AbdulrahmanOmar/qwen-marketing-s1 is an 8 billion parameter instruction model meticulously specialized for generating structured social media content. Unlike general instruction models that often produce unreliable or malformed structured outputs, this model achieves near-perfect reliability in delivering clean, schema-valid JSON arrays.
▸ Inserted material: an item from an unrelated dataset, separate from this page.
Issue #8, opened 2020-10-13
Add some sort of ```retract()``` method


raar1:
I believe you can retract nanopubs that have been published, if you have the original key it was signed with. We will want to have this capability in the client at some stage.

Key Capabilities & Differentiators

  • Guaranteed Structured Output: Emits bare JSON directly, ensuring 100% parsing success, correct array shape, and adherence to post count (6-8 posts).
  • Production-Ready: Designed to integrate seamlessly into automated pipelines without requiring post-processing to fix JSON formatting or content structure.
  • Comprehensive Post Elements: Each generated post includes a platform, content type, caption, hashtags, a media prompt, and reasoning, all validated against predefined schemas.
  • High Performance Metrics: Achieves an aggregate score of 0.999 on 100 held-out scenarios, with critical metrics like JSON parsing, correct array shape, and post count reaching 1.00.

Training & Limitations

The model was trained using knowledge distillation from a 14B instruction model, followed by QLoRA SFT on 1,321 schema-valid synthetic brand/campaign scenarios. It is purpose-built for its specific JSON content-plan schema and is not intended as a general chat model. Its application is limited to English marketing scenarios, and human oversight is still recommended for brand consistency and claim verification.